L'église du Saint-Sépulcre.
A l'entrée de la rue Saint-Denis, et presque vis-à-vis du marché des Innocens, vous aurez sans doute remarqué une vaste construction dont la façade a quelque chose de monumental et que décorent des bas-reliefs dont les sujets sont empruntés à l'industrie et au commerce. Ce bâtiment, qui, dans ses quatre faces, enveloppe une cour incessamment traversée par un flot de piétons, est ce que nous appelons la cour Batave.
Entourée de boutiques et peuplée de marchands, cette cour attirerait les regards dans une ville moins importante que Paris. Mais dans Paris, cet immense bazar, dans Paris où vous trouverez à chaque pas de riches passages ornés par le commerce, dans Paris où tant de rues ne sont qu'une suite de gracieux et brillans magasins, dans Paris qui possède le Palais-Royal, la rue de Rivoli et les boulevards, qu'est-ce bon Dieu! que la cour batave?
Le lecteur devine de suite que si nous appelons son attention sur cette vaste construction, ce n'est pas pour la lui faire passer en revue. nous passerions même sous silence l'origine de ce nom: Cour Batave, si nous ne savions pas, par expérience, qu'il y a parmi nos abonnés nombre d'érudits et d'amateurs d'origine et de traditions de toutes sortes. A cette classe de lecteurs, nous dirons que la cour Batave fut bâtie en 1791 par une société de négocians bataves ou hollandais; de là son nom.
Ce que nous voulons voir dans la cour Batave, c'est ce qui n'y est plus aujourd'hui, une ancienne église démolie de fond en comble par les entrepreneurs du nouveau bazar, église dont nous avons reproduit la façade originale, et qui fut, à diverses époques, l'occasion de longues et curieuses contestations entre les gens d'église, les bourgeois et la cour elle-même.
Vers le commencement du 14e siècle, alors que la foi chrétienne, puissante encore au fond des cœurs, et que les souvenirs de la passion du fils de Marie attiraient en Terre Sainte de nombreux pèlerins, une confrérie de bons Parisiens fonda une modeste église dans le lieu qu'occupe aujourd'hui la cour Batave.
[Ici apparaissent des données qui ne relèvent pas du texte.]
PR #3914, opened 2025-05-07
fix: Increase timeout for python path validation

hansmaaherra:
The python path validation is causing flakiness on my computer, depending on level of concurrency.  The default concurrency (4) gives med about 90% success rate, the rest gets "Error: Python 3 not found". If I turn up the concurrency to 10 I get 0% success.

This is mostly for redteam plugins, regular "evals" are fine.

I'm using a MacBook Pro from 2021 with a M1 Pro CPU, and I use asdf and pyenv.

## Summary by Sourcery

Increase timeout for Python path validation to improve reliability

Bug Fixes:
- Increased timeout for Python path detection to reduce flaky validation errors

Enhancements:
- Extended timeout from 250ms to 2500ms to accommodate slower systems and environments

### DIFF
--- a/src/python/pythonUtils.ts
+++ b/src/python/pythonUtils.ts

Ces pieux fondateurs avaient fait vœu de visiter la Palestine; leur église et leur corporation prirent le nom du Saint-Sépulcre.
Ce seul titre suffisait pour attirer dans le nouveau temple nombre de visiteurs et d'aumônes. Aussi, dès 1333, quatre ans au plus après sa fondation, la confrérie du Saint-Sépulcre comptait-elle dans son sein des rois et des princes. Le nombre de membre s'élevait déjà à plus de mille, et la confrérie se vit dans la nécessité de faire bâtir une église plus noble et plus vaste.
Comme les ressources particulières de cette pieuse association n'auraient pas suffi pour l'exécution de ce projet, on eut recours au moyen employé, en pareil cas, par nos pères pour la construction de tant de magnifiques cathédrales. Permission fut donnée par les évêques de solliciter la charité des fidèles dans plusieurs diocèses; et, vers le commencement du 16e siècle, la confrérie vit la dédicace de son église, qui ne fut néanmoins terminée qu'en 1655.
Cette nouvelle église se distinguait par son portail, estimé des connaisseurs. On y voyait un bas-relief qui représentait la sépulture de Notre-Seigneur; dans l'intérieur on admirait des vitraux peints en grisaille, plusieurs sculptures, quelques tableaux dans les chapelles, et surtout, au-dessus du grand autel, une Résurrection peinte par Lebrun.
Ce n'était pas sans peine que l'association du Saint-Sépulcre était parvenue à ce point de prospérité. Il lui fallut, dans l'origine, lutter contre le clergé de Notre-dame et de Saint-Méry, dont les églises étaient à proximité de celle du Saint-Sépulcre, et qui se voyaient menacés de perdre une partie de leurs fidèles. Les confrères qui allaient toujours en avant, sans avoir égard aux oppositions du clergé parisien, se virent même excommuniés par l'évêque de Paris, et force fut aux insurgés de restituer annuellement à Notre-Dame et à Saint-Méry une partie des revenus qu'ils leur enlevaient.
Bien avant la fin du 17e siècle, la confrérie avait beaucoup perdu de son importance; Le clergé qu'elle avait organisé dans son église avait, comme de raison, substitué peu à peu son autorité à celles des confrères; l'église, mieux administrée du reste, était retombée dans la classe de toutes les églises.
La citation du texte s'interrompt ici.